Both presentations of her lecture, “Unsung Heroes and Everyday Reform: Women and Radical Abolitionism in Thoreau’s Concord,” are open to the public and, with support from the Maryland Humanities Council, are free of charge.
The sessions -- 7 PM on Wednesday, February 24 at Frostburg State University and 11 AM on Thursday, February 25 at Allegany College of Maryland -- are scheduled with assistance from the FSU history department and the ACM student government in observance of Black and Women’s History Months.
For her talk Petrulionis draws on her research of the antebellum period in Concord, Mass., a center of social progressivism and antislavery activism that is best known in U.S. history for the first battle of the American Revolution.

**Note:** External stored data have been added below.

PR #266, opened 2018-05-07
Better encryption

rfornea:
-Remove salt
-Remove iv
-Use sha256 hash as the nonce.  Have to trim it according to GCM's nonce size
-Use sha3-256 instead of sha512 hashes as the keys
-Remove deriveKey method and just use the key we tell it to
-Add tests for encryption and decryption methods, we can also use these test vectors if we write encryption/decryption tests on the webnode
-Update CreateTreasurePayload method
-Encrypt and Decrypt methods now return []bytes
-Panic on every single error

### DIFF
--- a/utils/cryptography.go
+++ b/utils/cryptography.go
@@ -3,51 +3,51 @@ package oyster_utils
 import (
 	"crypto/aes"
 	"crypto/cipher"
-	"crypto/rand"
-	"crypto/sha256"
 	"encoding/hex"
 	"hash"
-	"strings"
-
-	"golang.org/x/crypto/pbkdf2"
 )
 
-func deriveKey(passphrase string, salt []byte) ([]byte, []byte) {
-	if salt == nil {
-		salt = make([]byte, 8)
-		// http://www.ietf.org/rfc/rfc2898.txt
-		// Salt.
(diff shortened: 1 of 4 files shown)


utils/cryptography.go
```diff
@@ -3,51 +3,51 @@ package oyster_utils
...
+	keyInBytes, err := hex.DecodeString(key)
+	panicOnErr(err)
+	block, err := aes.NewCipher(keyInBytes)
+	panicOnErr(err)
+	gcm, err := cipher.NewGCM(block)
+	panicOnErr(err)
+	nonceInBytes, err := hex.DecodeString(nonce[0 : 2*gcm.NonceSize()])
+	panicOnErr(err)
+	data := gcm.Seal(nil, nonceInBytes, []byte(secret), nil)
+	return data
```
rfornea: There is a lot of calls to this same panicOnErr function in this file.  Almost every step in the encrypting/decrypting process has the opportunity for errors and I didn't want to ignore them.  I am open to doing this differently if we want.

automyr: This seems fine to me, at least until we've done some more testing with these changes to ensure it's stable.

PR #275, opened 2018-05-09
merge verification, claim

tenisakb:


actions/treasures.go
```diff
@@ -23,65 +21,32 @@ type treasureReq struct {
...
+		verify = false
 	}
 
-	transactionsMap, err := services.FindTransactions(iotaAddr)
-
-	if err != nil || len(transactionsMap) != len(iotaAddr) {
-		// indicate that PoW failure.
+	if verify == true {
+		//msg := EthWrapper.OysterCallMsg{From: "from", To: "to", Amount: 10, PrivateKey:, Gas: 1, TotalWei: 1, Data: [01, 11, 10]}
+		//result := EthWrapper.BuryPrl(msg)
```
rfornea: You'd be calling something like ClaimPRL here, not BuryPRL.  But I'm going to go ahead and approve.

rfornea: @pzhao5 @tenisakb ^

tenisakb: I know we are doing claim but in the past messages was bury.. but understand, will repair

PR #277, opened 2018-05-09
Clean up the verifyTreasure logic

pzhao5:


services/iota_wrappers.go
```diff
@@ -478,11 +479,11 @@ func verifyTreasure(addr []string) (verify bool, err error) {
...
 	if err != nil {
 		raven.CaptureError(err, nil)
-		return verify, err
+		return false, err
 	}
 
 	if len(transactionsMap) != len(iotaAddr) {
-		// indicate that PoW failure.
+		return false, nil
 	}
```
rfornea: We could also add return false, nil on line 494
		if _, hasKey := transactionsMap[iotaAddress]; !hasKey {
			return false, nil
		}

pzhao5: Good catch

PR #283, opened 2018-05-11
Pad treasure chunk, update .env.example, update unit tests

rfornea:
-pad treasure chunk with random trytes characters
-update unit tests
-update .env.example


.env.example
```diff
@@ -40,5 +40,5 @@ MODE="PROD_MODE"
 # May not need these
 
 TEST_MODE_WALLET_ADDRESS="this_can_be_anything"
-TEST_MODE_WALLET_KEY="no_money_no_problems"
```
AaronVasquez: I liked this tag :(

rfornea: Me too.  :(  But in order to be able to handle it the same as the private key payloads, it had to be 64 characters and just numbers, like the private keys.

PR #290, opened 2018-05-13
fix db errors, better logging

rfornea:
-Addresses database errors
-Improved logging
-Adds time-tracking for certain functionality in actions/upload_sessions


actions/upload_sessions.go
```diff
@@ -111,7 +122,7 @@ func (usr *UploadSessionResource) Create(c buffalo.Context) error {
 		// Should we be hardcoding the port?
 		betaURL := req.BetaIP + ":3000/api/v2/upload-sessions/beta"
 		betaRes, err := http.Post(betaURL, "application/json", reqBetaBody)
-
+		defer betaRes.Body.Close() // we need to close the connection
```
rfornea: Adding this didn't fix any errors, but it didn't cause any either.

actions/upload_sessions.go
```diff
@@ -175,11 +204,15 @@ func (usr *UploadSessionResource) Update(c buffalo.Context) error {
...
+			maxChunkIdx = math.Max(maxChunkIdx, float64(chunkIdx))
 		}
 
 		var dms []models.DataMap
-		rawQuery := fmt.Sprintf("SELECT * from data_maps WHERE %s", strings.Join(sqlWhereClosures, " OR "))
-		err := models.DB.RawQuery(rawQuery).All(&dms)
+		//rawQuery := fmt.Sprintf("SELECT * from data_maps WHERE %s", strings.Join(sqlWhereClosures, " OR "))
+		err := models.DB.RawQuery(
+			"SELECT * from data_maps WHERE genesis_hash = ? AND chunk_idx >= ? AND chunk_idx <= ?",
+			uploadSession.GenesisHash, minChunkIdx, maxChunkIdx).All(&dms)
```
rfornea: This may not be the best way to handle this.  But this line is where we were getting the "busy buffer" error before.  Making the query smaller seems to have fixed it.  

As long as we continue to send the chunks in contiguous batches and don't send them out of order or something, this should work.

actions/upload_sessions.go
```diff
@@ -224,9 +257,15 @@ func (usr *UploadSessionResource) Update(c buffalo.Context) error {
...
-			rawQuery = fmt.Sprintf("INSERT INTO data_maps (%s) VALUES %s ON DUPLICATE KEY UPDATE message = VALUES(message), status = VALUES(status), updated_at = VALUES(updated_at)",
+
+			rawQuery := fmt.Sprintf("INSERT INTO data_maps (%s) VALUES %s ON DUPLICATE KEY UPDATE message = VALUES(message), status = VALUES(status), updated_at = VALUES(updated_at)",
 				dbOperation.GetColumns(), strings.Join(sectionUpdatedDms, ","))
+
 			err = models.DB.RawQuery(rawQuery).All(&[]models.DataMap{})
+			for err != nil {
+				time.Sleep(300 * time.Millisecond)
+				err = models.DB.RawQuery(rawQuery).All(&[]models.DataMap{})
+			}
```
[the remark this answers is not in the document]
rfornea: We can also experiment with different batch sizes and see if we can get these errors less often.

PR #291, opened 2018-05-14
Claim unused prls

Astor:
Updated ethereum integration needs to merged to unblock further PRs


AaronVasquez:
Looks like travis is failing because it doesn't compile

PR #292, opened 2018-05-15
Claim prl

Astor:
Added the updated claim prl api and supporting test.

### DIFF
--- a/services/eth_gateway.go
+++ b/services/eth_gateway.go
@@ -30,6 +30,7 @@ type Eth struct {
 	ClaimUnusedPRLs     ClaimPRLs
 	GenerateEthAddr     GenerateEthAddr
 	BuryPrl             BuryPrl
+	ClaimPrl            ClaimPRL
 	SendETH             SendETH
 	SendPRL             SendPRL
 	GetGasPrice         GetGasPrice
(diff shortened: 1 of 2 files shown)


services/eth_gateway.go
```diff
@@ -30,6 +30,7 @@ type Eth struct {
 	ClaimUnusedPRLs     ClaimPRLs
 	GenerateEthAddr     GenerateEthAddr
 	BuryPrl             BuryPrl
+	ClaimPrl            ClaimPRL
```
rfornea: So just so I'm understanding things, ClaimPRL is what will actually call the smart contract claim() method, and ClaimPRLs will be retrieving the unused PRLs from the transaction address?  

We might should change the name of ClaimPRLs back to ClaimUnusedPRLs or call it something else like RetrieveUnusedPRLs, just so it's really clear that it is not invoking the smart contract's claim() function, but just doing a transaction with PRL tokens.

services/eth_gateway.go
```diff
@@ -334,51 +333,34 @@ func buryPrl(msg OysterCallMsg) (bool) {
...
-		}
+	if err != nil {
+		return false
 	}
+	// pull signed transaction
+	ts := types.Transactions{signedTx}
 
-	return nil
+	// successful contract message call
+	if ts.Len() > 0 {
```
pzhao5: nit return ts.Len() > 0

PR #298, opened 2018-05-18
Add NotifyBeta API endpoint for Alpha to call

pzhao5:
Allow Alpha to call NotifyBeta once the ETH transfer is completed and update Beta's payment status.

This API should only for Alpha Node.
Next PR: Add logic on the alpha side to wait for Transfer and call NotifyBeta API endpoint

### DIFF
--- a/actions/app.go
+++ b/actions/app.go
@@ -71,6 +71,7 @@ func App() *buffalo.App {
 		apiV2.POST("upload-sessions", uploadSessionResource.Create)
 		apiV2.PUT("upload-sessions/{id}", uploadSessionResource.Update)
 		apiV2.POST("upload-sessions/beta", uploadSessionResource.CreateBeta)
+		apiV2.POST("upload-sessions/notifyBeta", uploadSessionResource.NotifyBeta)
 		apiV2.GET("upload-sessions/{id}", uploadSessionResource.GetPaymentStatus)
 
 		// Webnodes
--- a/actions/upload_sessions.go
+++ b/actions/upload_sessions.go
@@ -15,6 +15,7 @@ import (
 	"github.com/pkg/errors"
 	"math"
 	"net/http"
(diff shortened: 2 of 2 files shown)


AaronVasquez:
The beta broker should attach a transfer listener itself so it doesn't rely on alpha to notify it. All alpha has to do is send half the PRLs to Beta once it receives it from the client.

pzhao5:
We decide to change from subscribeToTransfer to waitForTransfer (a blocking call). And Alpha will wait for it to complete.

Should Beta also do waitForTransfer?

pzhao5:
Alpha still need an API endpoint to send Beta a POST request

rfornea:
>Alpha still need an API endpoint to send Beta a POST request   

I may be misunderstanding.  If both Alpha and Beta separately do waitForTransfer, then what would Alpha be making a POST request to Beta for?  

@AaronVasquez  This just occurred to me, but it might be a mistake to have alpha and beta waitForTransfer separately.  This would mean that Beta would not start processing the file until Alpha has sent it the money.  Which means alpha would have several minutes of headstart on the file.

rfornea:
If we still want them to wait separately, we might want Beta to simply wait for the Alpha --> Beta transaction to be initiated, rather than waiting for it to actually arrive/confirm.  In this way, Beta would be starting at around the same time as Alpha.

rfornea:
Beta would have to rely on Alpha using enough gas to ensure the transaction will get through.  But long-term, Beta could report Alpha to the DRS if it didn't.

AaronVasquez:
If we want Beta to start at the same time, it can listen for client -> alpha confirmed (same event as alpha), and assume alpha will be a good actor (DRS can enforce this).

@pzhao5 I misunderstanding the problem. Why does alpha need to notify beta?

PR #1534, opened 2025-01-06
Update default Ruby version to 3.3.7

schneems:
The latest Ruby is now 3.4.x. Our ideal default policy is to use the latest release of the prior year's version. This PR updates to the latest Ruby 3.3.x version which is 3.3.7.


andreas-venturini:
@schneems could now default to 3.3.7 https://www.ruby-lang.org/en/news/2025/01/15/ruby-3-3-7-released/

edmorley (approved):

PR #1551, opened 2025-03-03
Add a mechanism for documenting Ruby versions via automation

schneems:
Our current deploy process looks like this for releasing a Ruby version:

- Manually make a PR to the Ruby buildpack with the version in the changelog
- Get it approved by another engineer
- Pre-Release the buildpack via automation
- Merge the pre-release PR
- Pull changes locally and run deploy command `bundle exec rake buildpack:release`
- Then trigger S3 changes via running automations on https://github.com/heroku/docker-heroku-ruby-builder

In the future there's a desire to have the https://github.com/heroku/docker-heroku-ruby-builder generate an "inventory" file that tracks binary checksums and then the buildpack will require a PR to utilize new versions. However, that's a non-trivial amount of work and Ruby versions keep getting released on Fridays when I'm on vacation and no one else is around.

A focus on 1850s-Concord, which claimed two residents influential in forming American thought -- Henry David Thoreau and Ralph Waldo Emerson -- provides Petrulionis a microcosm in which to view an abolitionist movement that crossed lines of race, class, and gender.
What she found is that women, including in the Thoreau and Emerson households, were the driving force of the abolition movement in Concord, a community that became legendary in the larger drive to end a grave injustice in a nation whose constitution pledged freedom and equality for all.
Petrulionis revealed her findings in “To Set This World Right: The Antislavery Movement in Thoreau’s Concord.” The 264-page book was published by Cornell University Press in November 2006.
A Penn State-Altoona faculty member since 1996, Petrulionis also coordinates the Letters, Arts and Science Degree Program there. She holds a doctorate in English from Georgia State University.
For more information on her ACM and FSU lectures contact ACM faculty members Cherie Snyder or Stephen Gibson at (301) 784-5556 or 5208, respectively, or FSU faculty member Greg Wood at (301) 687- 4766.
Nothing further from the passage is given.